The Economist – On February 3rd Argentina’s new Peronist president, Alberto Fernández, joined Angela Merkel for dinner at the German chancellery in Berlin. According to press reports, Mrs. Merkel asked her guest a question: “What is Peronism? I don’t understand. Are you on the left or the right?” Bello imagines a conversation that might have followed.
Mr. Fernández laughed. He was used to foreigners not knowing much about Argentina besides Evita, tango and hyperinflation. But something about Mrs. Merkel suggested that she was only feigning ignorance. “Let me explain,” said Mr. Fernández cautiously. “First of all, we’re not populists. That was an invention of Mauricio Macri, my neo-liberal predecessor. We don’t just stir up the masses.”
“Really?” asked Mrs. Merkel, sounding unconvinced.
“Really. I’m a social democrat,” the president insisted. “The base of Peronism is the trade unions and the poor, whom we always look after. But we also have the industrialists behind us. They liked General Juan Perón’s protectionism 75 years ago and they like it today. And we have the pope.”
“As always, Perón himself put it best,” Mr. Fernández continued. “In 1972 he told a journalist: ‘Look, in Argentina, 30% are Radicals…30% are conservatives and a similar amount Socialists.’ ‘So where are the Peronists?’ asked the journalist. ‘Ah,’ replied Perón, ‘we are all Peronists.’”
“Perhaps we should try this Peronism thing,” mused his host. Slightly alarmed, an aide to the chancellor intervened. “We have done some research,” he said. “And we have read ‘What is Populism?’ by Jan-Werner Müller, a German political scientist. The professor writes that ‘populists claim that they, and they alone, represent the people.’” The aide went on: “Perón said that his movement ‘has ceased to be the cause of one man to become the cause of the people’. He also said ‘true democracy is where the government does what the people want and defends a single interest, that of the people.’”
“Quite,” said Mr. Fernández. “That’s why we have no social explosion in Argentina.”
“The first problem,” replied the pesky aide, “is who decides who constitutes ‘the people’? Do those who disagree with you belong or not? What is clear to us is that Peronism is a populist way of exercising power, and that’s why you can be both left- and right-wing. Herr Professor also writes that populist governments usually try to hijack the state apparatus, are prone to corruption and practice ‘mass clientelism’. We have seen this in Argentina.”
Faced with such cold Weberian logic, Mr. Fernández changed tack. “We are the people who know how to run the state and the economy,” he chipped in. “We are the professionals.” He explained that in 1989 and 2002 Peronists had inherited economic chaos. “And that’s what Macri left me, too,” he complained.
“True,” intervened the aide. “But it was the Peronists who created the mess in the first place. You have dominated Argentina since 1946. In that period the country has moved from the first world to the third.” There was an awkward silence. The chancellor cut in: “President Fernández…or may I call you Alberto?”

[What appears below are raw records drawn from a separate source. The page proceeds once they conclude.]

PR #2, opened 2021-08-31
chore: switch private to protected

johnletey:


ppedziwiatr:
this change shouldn't be necessary ;-)

PR #4, opened 2021-08-31
refactor: make BlockHeightSwCache methods async

ppedziwiatr:


ppedziwiatr:
"put" and "contains" should be probably also async..

PR #7, opened 2021-09-03
replaced console.debug with logger

cedriking:
Found a `console.debug` while trying to run the app without showing logs.


ppedziwiatr (approved):

ppedziwiatr:
Good catch, thanks :-)

PR #15, opened 2021-09-09
fix: restoring backwards compatibility with interction transactions t…

ppedziwiatr:
* restoring backwards compatibility with interction transactions that do not conform to the tag ordering rule

TODO: add more detailed description of WTF has happened here...

### DIFF
--- a/src/core/modules/impl/TagsParser.ts
+++ b/src/core/modules/impl/TagsParser.ts
@@ -1,0 +1,48 @@
+import { GQLEdgeInterface, GQLTagInterface, LoggerFactory, SmartWeaveTags } from '@smartweave';
+
+/**
+ * A class that is responsible for retrieving "input" tag from the interaction transaction.
+ * Two tags formats are allowed:
+ * 1. "multiple interactions in one tx" format - where "Input" tag MUST be next to the "Contract" tag
+ *    See more at https://github.com/ArweaveTeam/SmartWeave/pull/51
+ * 2. "traditional" format - one interaction per one transaction - where tags order does not matter.
+ *
+ * More on Discord: https://discord.com/channels/357957786904166400/756557551234973696/885388585023463424
+ */
+export class TagsParser {
+  private readonly logger = LoggerFactory.INST.create('TagsParser');
+
+  getInputTag(interactionTransaction: GQLEdgeInterface, contractTxId: string): GQLTagInterface {
+    // this is the part to retain compatibility with https://github.com/ArweaveTeam/SmartWeave/pull/51
+    if (TagsParser.hasMultipleInteractions(interactionTransaction)) {
+      this.logger.debug('Interaction transaction is using multiple input tx tag format.');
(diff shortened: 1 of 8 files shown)


src/core/modules/impl/TagsParser.ts
```diff
@@ -0,0 +1,48 @@
...
+      // the "old way" - i.e. tags ordering does not matter,
+      // if there is at most one "Contract" tag
+      // (note: there might no "Contract" tag as well).
+      // - so returning the first occurrence of "Input" tag.
+      return interactionTransaction.node.tags.find((tag) => tag.name === SmartWeaveTags.INPUT);
+    }
+  }
+
+  static hasMultipleInteractions(interactionTransaction): boolean {
+    return interactionTransaction.node.tags.filter((tag) => tag.name === SmartWeaveTags.CONTRACT_TX_ID).length > 1;
```
cedriking, line 46: Shouldn't this be `tag.name === 'Contract'` ?

src/core/modules/impl/TagsParser.ts
```diff
@@ -0,0 +1,48 @@
...
+ */
+export class TagsParser {
+  private readonly logger = LoggerFactory.INST.create('TagsParser');
+
+  getInputTag(interactionTransaction: GQLEdgeInterface, contractTxId: string): GQLTagInterface {
+    // this is the part to retain compatibility with https://github.com/ArweaveTeam/SmartWeave/pull/51
+    if (TagsParser.hasMultipleInteractions(interactionTransaction)) {
+      this.logger.debug('Interaction transaction is using multiple input tx tag format.');
+      const contractTagIndex = interactionTransaction.node.tags.findIndex(
+        (tag) => tag.name === SmartWeaveTags.CONTRACT_TX_ID && tag.value === contractTxId
```
cedriking, line 20: Shouldn't this be:
```js
interactionTransaction.node.tags.findIndex((tag) => tag.name === 'Contract' && tag.value === contractTxId);
```

Unless `SmartWeaveTags.CONTRACT_TX_ID === 'Contract'` This might be a bit confusing if that's the case?

src/core/modules/impl/TagsParser.ts
cedriking: Confirmed `CONTRACT_TX_ID` is equal to `'Contract'`.

src/core/modules/impl/TagsParser.ts
cedriking: Confirmed `CONTRACT_TX_ID` is equal to `'Contract'`.

src/core/modules/impl/TagsParser.ts
ppedziwiatr: yup, it's an enum :-)

src/core/modules/impl/TagsParser.ts
ppedziwiatr: SmartWeaveTags is an enum created to keep all the tags defined and used by the protocol in the one place.

PR #33, opened 2021-09-22
(WIP) feat: update cache before external contract call

ppedziwiatr:


src/__tests__/regression/test-cases.json
```diff
@@ -1,5 +1,4 @@
 [
-  "Daj-MNSnH55TDfxqC7v4eq0lKzVIwh98srUaWqyuZtY",
```
ppedziwiatr, line 2: restore.

Issue #51, opened 2021-11-02
refactor: state cache


ppedziwiatr:
State should be cached per block height _and_ per transaction id (instead of current caching per block height only - which is fine if you want to get "the last state for given block height", but not enough to load state for the exact transaction - which is required by both FCP optimizations and new writes between contracts).

Implementing this will allow to remove the "intermediary" cache introduced in https://github.com/redstone-finance/redstone-smartcontracts/issues/19 .

PR #52, opened 2021-11-04
refactor: state cache #51

ppedziwiatr:


ppedziwiatr:
remove `fcpOptimization` feature switch.

src/__tests__/regression/test-cases.json
```diff
@@ -34,7 +34,6 @@
   "dpRwKqXGO234CgHp5i_zr0Vv-caoej-EWd9cpQVcYhA",
   "4BM86e-zd_XBSY4nFFH3Kz_9GY2jkcEmnxe7CKqONIw",
   "QIa535saTE2QBSKwAdV1ChxoH--t4liW49twzZAW7JM",
-  "GzekjMfuPHIv0T95pjupchKeYEFVcqc-rrAJ0QgENR0",
```
ppedziwiatr, line 37: Described in https://discord.com/channels/786251205008949258/877628352297570314/907352942644985917
Basically this contract has a programming mistake in a way how balance is being checked (`balance[caller] < 1` without verifying if `caller` in the `balance` object). This in turn caused that different values were saved in state for different "deep copy" versions (`lodash.cloneDeep` vs `JSON.parse(JSON.stringify)` - the first was saving NaN, the second null, and since:
image

- this in turn caused the evaluated state to differ between these two versions.

ppedziwiatr:
YOLO!

PR #54, opened 2021-11-18
fix(): BlockHeightSwCache can not used to graphql fromHeight

zyjblockchain:
when use CacheableContractInteractionsLoader model run swc
can not use BlockHeightSwCache.cacheHeight to load next graphql fromHeight.
It is possible that the block height of the grapghql gateway is not equal to the block height of the current chain.
So I think we should use the height of the cache in the stateEvaluator.
This situation may cause graphql to request the same data repeatedly, but avoids the loss of data

### DIFF
--- a/src/plugins/CacheableContractInteractionsLoader.ts
+++ b/src/plugins/CacheableContractInteractionsLoader.ts
@@ -52,7 +52,7 @@ export class CacheableContractInteractionsLoader implements InteractionsLoader {
 
     const missingInteractions = await this.baseImplementation.load(
       contractId,
-      cachedHeight + 1,
+      fromBlockHeight,
       toBlockHeight,
       evaluationOptions
     );


ppedziwiatr:
I'm not sure I fully understand the issue here...especially the `It is possible that the block height of the grapghql gateway is not equal to the block height of the current chain` part - how is that possible? - can you please provide some concrete example? Does this issue affect the `arweave.net` gateway?

Calls to GQL are extremely slow and the solution proposed in this PR would slow down the state evaluation in a general-use-case scenario - as basically you're not using the cache at all - in fact - with the change from this PR - the `CacheableContractInteractionsLoader` makes no sense - as it effectively behaves exactly the same as the base, non-cached `ContractInteractionsLoader` - it always loads all the interactions.

If for some reason you don't want to use the `CacheableContractInteractionsLoader`, you can simply configure your `smartweave` instance with the non-cached `ContractInteractionsLoader`:

```ts
const smartweave = SmartWeaveNodeFactory.memCachedBased(arweave)
    .setInteractionsLoader(new ContractInteractionsLoader(arweave))
    .build();
```

zyjblockchain:
> 

yes, this way can solution my problem.
thanks

PR #85, opened 2022-01-18
Fix: `createTx()` default tag values no longer overwrite user-provided value

estill01:
Fix to issue:
https://github.com/redstone-finance/redstone-smartcontracts/issues/83#issue-1107230090


estill01:
Oops -- need to fix.

PR #87, opened 2022-01-21
feat: adding redstone-isomorphic-fetch

asiaziola:


src/utils/utils.ts
```diff
@@ -1,18 +1,11 @@
 /* eslint-disable */
 import cloneDeep from 'lodash/cloneDeep';
-
+import 'redstone-isomorphic-fetch';
```
ppedziwiatr, line 3: hmm...shouldn't this import be added in every place where `fetch` is being used? e.g. `ArweaveWrapper`?
Otherwise we're somewhat dependant on module's read (or bundling in case of webpack or other similar crap) order?

ppedziwiatr (changes requested):

PR #95, opened 2022-02-15
Ppe/the one that uses interaction streaming

ppedziwiatr:


ppedziwiatr:
I have noticed an issue with contract `LppT1p3wri4FCKzW5buohsjWxpJHC58_rgIO-rYTMB8` - with the streaming loader, it loads longer than with the default one.

On the other hand - loot contract or "standard" PSTs evaluate 20-25% faster.

Needs more investiagation / debugging.

PR #432, opened 2023-06-30
fix: caching intermediate contract states requires sortKey

Tadeuchi:


Tadeuchi:
When there are a lot deep interactions between the same contract the caching state mechanism freaks out. 

The internal-nested-read.test.ts test fails on the current SDK version.
This problem occurs when multiple contract interactions deep inside callstack tree reach out for the same contract.

ContractInteractionState works fine if the callStack tree is not very deep, as it is cleared for every interaction.
But as soon as one of the interactions requires a lot of further reads (call depth > 3) and some of these reads gather data from the same contract, they read the same state, even for different sortKeys. 
I tried to add sortKey validation for the ContractInteractionState, but with no success, at least not yet...

PR #437, opened 2023-07-11
calling a contract with a broken constructor should not cause callee contract to fail

ppedziwiatr:


src/contract/EvaluationOptionsEvaluator.ts
```diff
@@ -124,6 +124,12 @@ export class EvaluationOptionsEvaluator {
     if (manifestOptions) {
       const errors = [];
       for (const k in manifestOptions) {
+        // eslint-disable-next-line no-prototype-builtins
+        if (!userSetOptions.hasOwnProperty(k)) {
```
ppedziwiatr, line 128: this should prevent from sitations where someone is reading a contract with a manifest options that are not supported by the SDK version that is being used.

src/core/modules/impl/DefaultStateEvaluator.ts
```diff
@@ -164,6 +168,7 @@ export abstract class DefaultStateEvaluator implements StateEvaluator {
               };
             }
           } else {
+            console.error('kurwa jebana mac', e.name);
```
ppedziwiatr, line 171: nope

PR #442, opened 2023-07-19
feat: sending interactions to a decentralized sequencer

szynwelski:
I temporarily introduced the `useDecentralizedSequencer` toggle. I also moved the `waitForConfirmation` option from `EvaluationOptions` to `WriteInteractionOptions`, and I use this option to wait for confirmation from the sequencer as well.

For now, tests can only be run on the local sequencer. The address will be replaced once the sequencer on dev is fixed.


szynwelski:
I moved here the script to send data item directly to sequencer (#423) without using SDK

szynwelski:
Work continued in #472

PR #461, opened 2023-09-25
fix: ETH caller is set incorrectly when in strict mode

asiaziola:


asiaziola:
additional change implemented in `warp-contracts-plugin-signature` (wallet address had been computed incorrectly)
https://github.com/warp-contracts/warp-contracts-plugins/commit/ee0df59781cf6b43d6fc77ddcaf138152cce8d95

ppedziwiatr (approved):

PR #488, opened 2023-11-30
chore: quickjs PoC

ppedziwiatr:


tools/quickjs-handle.mjs
```diff
@@ -0,0 +1,264 @@
...
+    
+    function __getOutbox() {
+      return JSON.stringify(ao.outbox);
+    }
+`;
+
+// the example smart contract code loaded from Arweave
+// note: processCode MUST HAVE 'function handle(state, message, aoGlobals)'
+const processCode = `
+  function handle(state, message, aoGlobals) {
```
ppedziwiatr, line 50: keep in mind that aoGlobal is probably no longer neede - and all the stuff that was inside in aoGlobal should be kept in ao.env

tools/quickjs-handle.mjs
```diff
@@ -0,0 +1,264 @@
...
+      authorities: [],
+      _ref: 0,
+      outbox: {
+        Messages: [],
+        Spawns: []
+      },
+      env: {}
+    }
+    
+    let currentState = {};
```
ppedziwiatr, line 25: https://github.com/justjake/quickjs-emscripten/issues/146#issue-2093589790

“Cristina does,” came the reply.
“Cristina? Oh, your vice-president, Cristina Fernández de Kirchner, who used to be president herself. Yes, I met her. Her government asserted in 2015 that there was more poverty in Germany than in her Argentina, which was nonsense. And she claimed to have abolished inflation by changing the head of the statistics institute. Germans would never stand for that. There’d be a revolution.”

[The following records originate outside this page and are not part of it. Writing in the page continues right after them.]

PR #489, opened 2023-12-08
feat: read state in batches

ppedziwiatr:
+ AbortController, CC @dtfiedler ....

### DIFF
--- a/src/contract/HandlerBasedContract.ts
+++ b/src/contract/HandlerBasedContract.ts
@@ -3,13 +3,17 @@ import { SortKeyCacheResult } from '../cache/SortKeyCache';
 import { ContractCallRecord, InteractionCall } from '../core/ContractCallRecord';
 import { ExecutionContext } from '../core/ExecutionContext';
 import {
+  AbortError,
   ContractInteraction,
   HandlerApi,
   InteractionData,
   InteractionResult,
   InteractionType
 } from '../core/modules/impl/HandlerExecutorFactory';
-import { LexicographicalInteractionsSorter } from '../core/modules/impl/LexicographicalInteractionsSorter';
+import {
+  genesisSortKey,
+  LexicographicalInteractionsSorter
+} from '../core/modules/impl/LexicographicalInteractionsSorter';
 import { InteractionsSorter } from '../core/modules/InteractionsSorter';
 import { DefaultEvaluationOptions, EvalStateResult, EvaluationOptions } from '../core/modules/StateEvaluator';
 import { WARP_TAGS } from '../core/KnownTags';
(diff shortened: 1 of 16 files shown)


src/contract/HandlerBasedContract.ts
```diff
@@ -200,27 +210,83 @@ export class HandlerBasedContract<State> implements Contract<State> {
...
+      }
+      this.logger.debug(`Evaluating ${interactions.length} in ${batchesLoaded}`);
+      cachedState = await this.readStateFor(cachedState?.sortKey || genesisSortKey, interactions);
+      if (signal.aborted) {
+        throw new Error('readStateBatch aborted');
+      }
+      this.logger.debug(
+        `Batch ${batchesLoaded} evaluated in ${batchBenchmark.elapsed()} at sortKey ${cachedState.sortKey}`
+      );
+    } while (interactions.length > 0);
```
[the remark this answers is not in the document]
ppedziwiatr: good catch, though the issue was in the createExecutionContext, not this loop itself - should be fixed now.

src/contract/HandlerBasedContract.ts
```diff
@@ -200,27 +209,86 @@ export class HandlerBasedContract<State> implements Contract<State> {
...
+      input,
+      'view',
+      caller,
+      undefined,
+      tags,
+      transfer,
+      false,
+      false,
+      true,
+      signal
```
Tadeuchi, line 281: We should consider some callContractOptions with default values. 
Not necessarly, but maybe in the future?

src/core/modules/impl/ArweaveGQLTxsFetcher.ts
```diff
@@ -138,10 +137,26 @@ export class ArweaveGQLTxsFetcher {
...
+  ): Promise<GQLEdgeInterface[]> {
     let pageResult = (await this.fetch<GQLResultInterface['data']>(TRANSACTIONS_QUERY, variables)).transactions;
     const edges: GQLEdgeInterface[] = [...pageResult.edges];
-    while (pageResult.pageInfo.hasNextPage) {
+    let pagesLoaded = 1;
+    if (pagesLoaded >= pagesPerBatch) {
+      return edges;
+    }
+    if (signal?.aborted) {
+      throw new Error(`Abort signal in ${ArweaveGQLTxsFetcher.name}`);
```
Tadeuchi, line 152: Maybe this error should be of type `AbortError`?
similar to undici
https://github.com/nodejs/undici/blob/3fd7bf3a34f593c7d4fb03e48559755c659d1f1a/lib/fetch/index.js#L108C25-L108C25

src/contract/HandlerBasedContract.ts
ppedziwiatr: yeah, in general w should refactor to object params in most of the Contract interface methhod.

src/core/modules/impl/ArweaveGQLTxsFetcher.ts
ppedziwiatr: a dedicated AbortError has been added.

Issue #495, opened 2024-01-05
[BUG] - readStateBatch returns null for contract with no interactions


dtfiedler:
**Describe the bug**
`readStateBatch` returns `null` for contract with no interactions

**To Reproduce**
Steps to reproduce the behavior.
``` typescript
const pagesPerBatch = 1;
const contract = warp
  .contract(`iQDr9N2VhKISjVnCe_ZwLIE7GUQJ26fG4zEFl0xyKHQ`); // a contract with no interactions
const { cachedValue } = await contract.readStateBatch(pagesPerBatch, undefined, undefined); 
console.log('result', cachedValue);
if (!cachedValue){
  throw new Error('readStateBatch returned null for contract');
}
```
**Expected behavior**
 `readStateBatch` returns the initial state of the contract if it has no interactions.

**Desktop (please complete the following information):**
 - OS: linux
 - Node.js version: 18.17.1
 - warp-contracts SDK version: 1.4.31

**Additional context**
Recommend removing [this check](https://github.com/warp-contracts/warp/blob/main/src/contract/HandlerBasedContract.ts#L262-L264) so the contract is evaluated at least once.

“We are not hiding inflation,” said Mr. Fernández. “I’ve frozen most pensions for a few months, so inflation will get rid of the fiscal deficit just as your bankers want me to. We’ve also negotiated a wage freeze with our union allies. As the Argentine saying goes, ‘Some bums will bleed more than others.’”
“Our companies tell me they won’t invest in Argentina until you lift exchange controls and open up the economy,” added the chancellor.

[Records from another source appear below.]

PR #499, opened 2024-01-10
caching contracts loading from arweave

Tadeuchi:


src/core/modules/impl/CacheableContractDefinitionLoader.ts
```diff
@@ -0,0 +1,129 @@
...
+    if (!contract) {
+      return null;
+    }
+    const effectiveSrcTxId = srcTxId || contract.cachedValue.srcTxId;
+
+    const src = await this.srcCache.get(new CacheKey(effectiveSrcTxId, 'src'));
+    if (!src) {
+      return null;
+    }
+    return { ...contract.cachedValue, ...src.cachedValue, srcTxId: effectiveSrcTxId };
```
Tadeuchi, line 110: Changes in this PR causes `WarpFactory.forLocal()` to use caching be default.

As a result almost all tests suddenly use caching... 
It turns out that this test failed `whitelist-sources-foreign-read.test.ts` becasue cache returned the wrong src tx id.
`srcTxId: effectiveSrcTxId` -> this is something that fixes this problem and maybe it should have been here all along?

dtfiedler:
🚀

PR #518, opened 2024-04-24
fix(utils): fix relative path for utils in HandlerExecutorFactory

dtfiedler:
It's currently using an invalid path for referencing a relative file and breaking builds.


dtfiedler:
cc @ppedziwiatr

dtfiedler:
would fix #523

ppedziwiatr:
Thanks, released in 1.4.44

PR #520, opened 2024-04-27
Feat optional input format

### LINKED ISSUE #516: [FEATURE] Allow Optional Input Placement in Warp Contract Interactions (Tags vs. Data)
Currently, Warp contract interactions by default pass their inputs through Arweave transaction tags. While the Warp SDK automatically handles exceeding the 4KB tag size limit by placing the input in the transaction data, users lack control over the input placement.

I'd like to request an additional feature that grants SDK users an option to explicitly choose passing the input via the transaction data (`Input-Format: data`)

## Reasoning:
When the input is passed through tags, it's not retrievable using the interaction ID on Arweave gateways.  When the input is passed via data, it becomes retrievable from any Arweave gateway using the interaction ID. This aligns with how other data stored on Arweave is accessible. This feature would be particularly valuable for scenarios where user would want the input data to also be consumed outside of warp and to be composable with apps in other ecosystems.

Consider a scenario in tokenizing Warp interactions as ERC-721 tokens on Ethereum. In such a case, the interaction input would serve a dual purpose: acting as both the functional input for the Warp contract and the metadata associated with the corresponding ERC-721 NFT. Unfortunately, the current tag-based approach hinders the ability to retrieve this crucial metadata using standard Arweave gateway queries. 

Similarly, for IoT devices sending JSON inputs to Warp contracts, the current approach makes it difficult for external applications to directly consume this data.

## Proposed Solution:

Introduce a new option within the Warp SDK interaction methods that allows users to specify the desired input format (tag or data). This could be achieved through an additional parameter or a dedicated method for interactions with explicit data input placement.

## Conclusion:

I believe this feature would significantly improve the composability and the variety of projects built with Warp. I'm open to discussing different implementation approaches that best suit the project's design and practices.

Thank you for considering this request!

IDEA-godwin:
This pull-request resolves #516 
It addes a boolean option `inputFormatAsData` to overide the behaviour where a warp interaction `Input-Format` defaults to `tag`, hence allowing the SDK user to set `Input-Fomat` to `data` instead. 

This is especially useful if the warp interaction data is expected to be consumed by other applications that have no concept of an Arweave tag but could simply make a http GET request to any Arweave gateway to fetch the desire data by its iteraction id.

All else works the same.

### DIFF
--- a/src/contract/Contract.ts
+++ b/src/contract/Contract.ts
@@ -40,6 +40,7 @@ export interface DREContractStatusResponse<State> {
 export type WarpOptions = {
   vrf?: boolean;
   disableBundling?: boolean;
+  inputFormatAsData?: boolean;
   manifestData?: { [path: string]: string };
 };
 
@@ -217,8 +218,7 @@ export interface Contract<State = unknown> {
    */
   writeInteraction<Input = unknown>(
     input: Input,
-    options?: WriteInteractionOptions,
-    inputFormatAsData?: boolean
+    options?: WriteInteractionOptions
   ): Promise<WriteInteractionResponse | null>;
 
   /**
--- a/src/contract/Contract.ts
+++ b/src/contract/Contract.ts
@@ -217,7 +217,8 @@ export interface Contract<State = unknown> {
    */
   writeInteraction<Input = unknown>(
     input: Input,
-    options?: WriteInteractionOptions
+    options?: WriteInteractionOptions,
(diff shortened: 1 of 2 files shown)


iChristwin (approved):
Great idea making it a part of the `WarpOptions`!
...works as expected

ppedziwiatr (approved):

ppedziwiatr:
Thanks for the PR! released in v1.4.41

“I am a moderate,” said Mr. Fernández. “I know that dollars don’t grow on ombu trees. Argentina should join the world. But you are asking me to dance the tango while I’m still in intensive care.”
As she finished her rabbit, Mrs. Merkel said consolingly: “I can see that it’s not easy to be a Peronist social democrat.” “It isn’t,” said Mr. Fernández. “The economy is a mess, everyone expects a Peronist president to shower them with money, and I don’t have any. I don’t normally drink, but I need a glass of Malbec.”
By Bello
This article appeared in The Americas section of the print edition under the headline “What is Peronism?”